Instructions to follow: Scan the records for "main". Report each line that includes it.

(Saved entries)
********
PR #1296, opened 2017-06-08
[ll] Working on app unification [09/..]

msiglreith:
Currently trying to merge the current `launch_` functions into one backend-agnostic `run` function for app. Only surface and adapter setup should be then backend specific.

Other changes induced by the mentioned goal above (note: focusing on GL and Vulkan atm):
* Implement command pools for GL (maybe pool implementations can be moved towards `core` similar to CommandQueues, which would reduce code size.. )
* Add `SwapchainConfig`, which allows to specify color and depth-stencil formats for the backbuffers. Should be extended in the future for present modes (if possible), swapchain size and possible other options.
* `present` now takes the present queue, which allows to remove the `Mutex` for CommandQueues on Vulkan

### DIFF
--- a/src/backend/gl/src/lib.rs
+++ b/src/backend/gl/src/lib.rs
@@ -37,10 +37,10 @@ mod command;
 mod factory;
 mod info;
 mod native;
+mod pool;
 mod shade;
 mod state;
 mod tex;
-
 
 pub type Buffer         = gl::types::GLuint;
 pub type ArrayBuffer    = gl::types::GLuint;
@@ -59,6 +59,7 @@ unsafe impl Sync for Fence {}
 #[derive(Copy, Clone, Debug, Eq, Hash, PartialEq)]
 pub enum Backend {}
 impl c::Backend for Backend {
+    type Adapter = Adapter;
     type Resources = Resources;
     type CommandQueue = CommandQueue;
     type GeneralCommandBuffer = command::GeneralCommandBuffer;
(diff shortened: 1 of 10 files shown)


kvark:
Could you elaborate on why `Compatible` is needed and how this empty trait helps?

msiglreith:
`Compatible` encodes the supported queue flairs (compute, graphics and transfer).
e.g `GraphicsQueue` supports graphics and transfer, so we can build `GraphicsCommandPools` and `TransferCommandPools`, and be able to submit graphics and transfer command buffers to the queue.

Atm Pools are created from a queue, but we need to ensure that the queue supports the functionality of the pool command buffers (e.g shouldn't be able to create a GraphicsPool from a ComputeQueue).

kvark:
So it's fine for `Compatible` to not have any actual logic then, other than serving as a strong type protector? I'd expect something like `AsRef<TargetCommandBuffer>` to serve both, maybe.

msiglreith:
> I'd expect something like AsRef<TargetCommandBuffer> to serve both, maybe.

This isn't possible due having to construct the the `TargetCommandBuffer` but I will try to improve that point.

kvark:
@msiglreith feel free to merge the PR and then follow-up at will. I'm happy with the code, given you addressed my concerns.

msiglreith:
Ok, cool. I'll look to combine it with this one depending on how many changes this will need, else split it. (Not totally sure right now how do address it)

msiglreith:
I'm afraid I don't see a solution atm, which would improve the current situation.
To clarify the my current design decisions:
* `AsRef` and `From` derives are atm soley for the library users to allow 'downcasting' queues (e.g GeneralQueue -> GraphicsQueue). This is useful if you want a GraphicsQueue but the backend will only create a GeneralQueue, so you can downcast it (or the associated Ref/Mut) .
* The backends only need to ensure a compatible feature set (`Compatible<Q>`) and to have access to the internal `CommandQueue` impl.

PR #1301, opened 2017-06-09
Replace cgmath bindings by `mint`

### LINKED ISSUE #1290: Replace cgmath bindings by `mint`
https://github.com/kvark/mint

cc @ebkalderon 

Also need to cleanup the dependencies. I.e. instead of having this in the root Cargo.toml:
```toml
cgmath-types = ["gfx/cgmath-types", "gfx_core/cgmath-types"]
```
We could just have this:
```toml
mint = "gfx/mint"
```
Which would then require "gfx_core/mint" internally.

vitvakatu:
Closes #1290 

Unfortunately (or maybe not), `Rad` and `Deg` types were removed.

### DIFF
--- a/src/core/Cargo.toml
+++ b/src/core/Cargo.toml
@@ -29,7 +29,7 @@ path = "src/lib.rs"
 
 [dependencies]
 bitflags = "0.8"
-cgmath = { version = "0.14", optional = true }
+mint = { version = "0.3", optional = true }
 derivative = "1.0"
 draw_state = "0.7"
 log = "0.3"
@@ -37,6 +37,5 @@ serde = { version = "1.0", optional = true }
 serde_derive = { version = "1.0", optional = true }
 
 [features]
-cgmath-types = ["cgmath"]
 serialize = ["serde", "serde_derive", "draw_state/serialize"]
 unstable = []
--- a/src/core/Cargo.toml
+++ b/src/core/Cargo.toml
@@ -29,7 +29,7 @@ path = "src/lib.rs"
 
 [dependencies]
 bitflags = "0.8"
-mint = { version = "0.3", optional = true }
+mint = { version = "0.4.1", optional = true }
 derivative = "1.0"
 draw_state = "0.7"
 log = "0.3"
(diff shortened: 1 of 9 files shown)


src/core/Cargo.toml
```diff
@@ -29,14 +29,13 @@ path = "src/lib.rs"
 
 [dependencies]
 bitflags = "0.8"
-cgmath = { version = "0.14", optional = true }
+mint = { version = "0.3", optional = true }
```
kvark: please use "0.4.1" here

src/core/src/shade.rs
```diff
@@ -21,8 +21,13 @@ use std::error::Error;
 use {Resources};
 use {AttributeSlot, ColorSlot, ConstantBufferSlot, ResourceViewSlot, SamplerSlot, UnorderedViewSlot};
 
-#[cfg(feature = "cgmath-types")]
-use cgmath::{Deg, Matrix2, Matrix3, Matrix4, Point2, Point3, Rad, Vector2, Vector3, Vector4};
+#[cfg(feature = "mint")]
+use mint::{
+    Point2, Point3,
```
kvark: I don't think it makes sense to use all the types explicitly as opposed to a simple `use mint;`, given that all the usage is in macros, so there are no ergonomics concerns

src/render/Cargo.toml
```diff
@@ -30,12 +30,11 @@ name = "gfx"
 path = "src/lib.rs"
 
 [features]
-cgmath-types = ["gfx_core/cgmath-types", "cgmath"]
 serialize = ["gfx_core/serialize", "draw_state/serialize"]
 unstable = []
 
 [dependencies]
-cgmath = { version = "0.14", optional = true }
+mint = { version = "0.3", optional = true }
```
kvark: same, please use "0.4.1"

src/render/src/shade.rs
```diff
@@ -14,8 +14,12 @@
 
 //! Shader parameter handling.
 
-#[cfg(feature = "cgmath-types")]
-use cgmath::{Deg, Matrix2, Matrix3, Matrix4, Rad, Point2, Point3, Vector2, Vector3, Vector4};
+#[cfg(feature = "mint")]
+use mint::{
+    Point2, Point3,
```
kvark: similarly, please just do `use mint`

vitvakatu:
Appveyor nightly fails because of https://github.com/rust-lang/rust/issues/42544
I had the same problem on my local machine

PR #1302, opened 2017-06-10
Add ggez engine to "Who's using it"

vitvakatu:
Closes #1295

PR #1303, opened 2017-06-10
Fix version in readme

### LINKED ISSUE #1111: Bump version number in README

vitvakatu:
Includes #1302 
Closes #1111 

We should carefully look at instructions in README to avoid new user's problems.

### DIFF
--- a/README.md
+++ b/README.md
@@ -68,6 +68,7 @@ Hardware features:
 
 Biggest open-source projects are:
   - [Amethyst](https://github.com/amethyst/amethyst) engine
+  - [ggez](https://github.com/ggez/ggez) engine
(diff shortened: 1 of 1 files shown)


kvark:
@homu r+

PR #1308, opened 2017-06-11
[ll] app: Adopt GL to the application refactor [10/..]

msiglreith:
Current focus lays on refactoring the app to minimize the backend specific code to window setup.

### DIFF
--- a/src/backend/gl/src/factory.rs
+++ b/src/backend/gl/src/factory.rs
@@ -23,7 +23,7 @@ use core::handle::{self, Producer};
 use core::target::{Layer, Level};
 
 use command::{COLOR_DEFAULT};
-use {Resources as R, Share, OutputMerger};
+use {Info, Resources as R, Share, OutputMerger};
 use {Buffer, BufferElement, FatSampler, NewTexture,
      PipelineState, ResourceView, TargetView, Fence};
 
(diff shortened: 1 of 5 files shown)


src/lib.rs
```diff
@@ -344,6 +289,22 @@ fn run<A, B, S>(backend: shade::Backend,
     }
 }
 
+trait EventsLoop {
```
msiglreith: `winit` and `glutin` both implement the same methods but don't share a trait. Therefore, I created an own for our specific needs..

src/backend/gl/src/factory.rs
```diff
@@ -88,6 +88,11 @@ impl Factory {
         }
     }
 
+    /// Get the OpenGL-specific driver information
+    pub fn get_info<'a>(&'a self) -> &'a Info {
```
kvark: this is highly subjective, but we could just pass `info.shading_language`  to the factory on construction and avoid sharing the `Info` struct

msiglreith: That could also be done, indeed. But I still would stick with the current solution because `Share` (containing `Info`) is wrapped in a `Rc` and we need `Info` anyways for the CommandQueue later, either stored directly inside the struct or also in `Share` if we want to expose multiple queues for the GL backend.

kvark:
Ok, makes sense.
Please go ahead and merge then.

PR #1314, opened 2017-06-14
[ll] Port cube example and fix gl queue submission [13/..]

msiglreith:
* `Cube` demo now runs on GL (excluding resizing..)
* Fix queue submission on GL as mentioned on the prior PR, based on the old `Device` interface

(Removed unneeded attribute from the last PR)

### DIFF
--- a/examples/cube/main.rs
+++ b/examples/cube/main.rs
@@ -16,11 +16,13 @@ extern crate cgmath;
 #[macro_use]
 extern crate gfx;
 extern crate gfx_app;
+extern crate gfx_core;
 
-pub use gfx_app::{ColorFormat, DepthFormat};
+pub use gfx_app::{BackbufferView, ColorFormat, DepthFormat};
 
 use cgmath::{Deg, Matrix4, Point3, Vector3};
-use gfx::{Bundle, texture};
+use gfx::{Bundle, Factory, texture};
+use gfx::GraphicsPoolExt;
 
 // Declare the vertex format suitable for drawing,
 // as well as the constants used by the shaders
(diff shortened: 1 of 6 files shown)


examples/cube/main.rs
```diff
@@ -16,11 +16,13 @@ extern crate cgmath;
 #[macro_use]
 extern crate gfx;
 extern crate gfx_app;
+extern crate gfx_core;
```
kvark: we need to make it not a required dependency, at the end of the day

src/core/src/lib.rs
```diff
@@ -398,10 +398,22 @@ pub struct QueueSubmit<'a, B: Backend + 'a> {
 /// CommandBuffers will be later submitted to command queues instead of the device.
 pub trait CommandQueue<B: Backend> {
     /// Submit command buffers to queue for execution.
-    unsafe fn submit(&mut self, submit_infos: &[QueueSubmit<B>], fence: Option<&mut <B::Resources as Resources>::Fence>);
+    /// `fence` will be signalled after submission and _must_ be unsignalled.
+    // TODO: `access` legacy (handle API)
+    #[doc(hidden)]
+    unsafe fn submit(&mut self, submit_infos: &[QueueSubmit<B>], fence: Option<&mut <B::Resources as Resources>::Fence>,
```
kvark: why is it unsafe btw?

msiglreith: I marked it as `unsafe` as it's not supposed to be called. You could for example submit `GraphicsCommandBuffers` to a `ComputeQueue`, which will probably result in some driver error.

examples/cube/main.rs
msiglreith: noted!

PR #1315, opened 2017-06-15
[ll] Refactor command buffer types [14/..]

msiglreith:
All APIs have only a single command buffer type, except vulkan's secondary command buffers differ a bit. Therefore it seems reasonable to only require gfx backends to only implement one `RawCommandBuffer`  and have backend-agnostic safe wrappers in the core, which will implement the support functionalities depending on the type (`GraphicsCommandBuffer`, `ComputeCommandBuffer`, etc.)

The current change adds a bit more code, but this should have positive effect in the future by reducing the need of macros or additional code for the backend implementations
(SubpassCommandBuffer will stay a separate type atm, as they are a bit special, but could maybe merged as well in the future.)

### DIFF
--- a/src/backend/gl/src/command.rs
+++ b/src/backend/gl/src/command.rs
@@ -323,331 +323,343 @@ impl Cache {
 
 }
 
-// CommandBuffer trait implementation
-macro_rules! impl_cmd_buffer {
-    ($buffer:ident) => (
-        /// A command buffer abstraction for OpenGL.
-        ///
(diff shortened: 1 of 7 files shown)


src/backend/gl/src/command.rs
```diff
@@ -323,331 +323,343 @@ impl Cache {
 
 }
 
-// CommandBuffer trait implementation
-macro_rules! impl_cmd_buffer {
```
kvark: hooray macros are gone!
********
Task solution:
--- a/examples/cube/main.rs
+++ b/examples/cube/main.rs
examples/cube/main.rs
examples/cube/main.rs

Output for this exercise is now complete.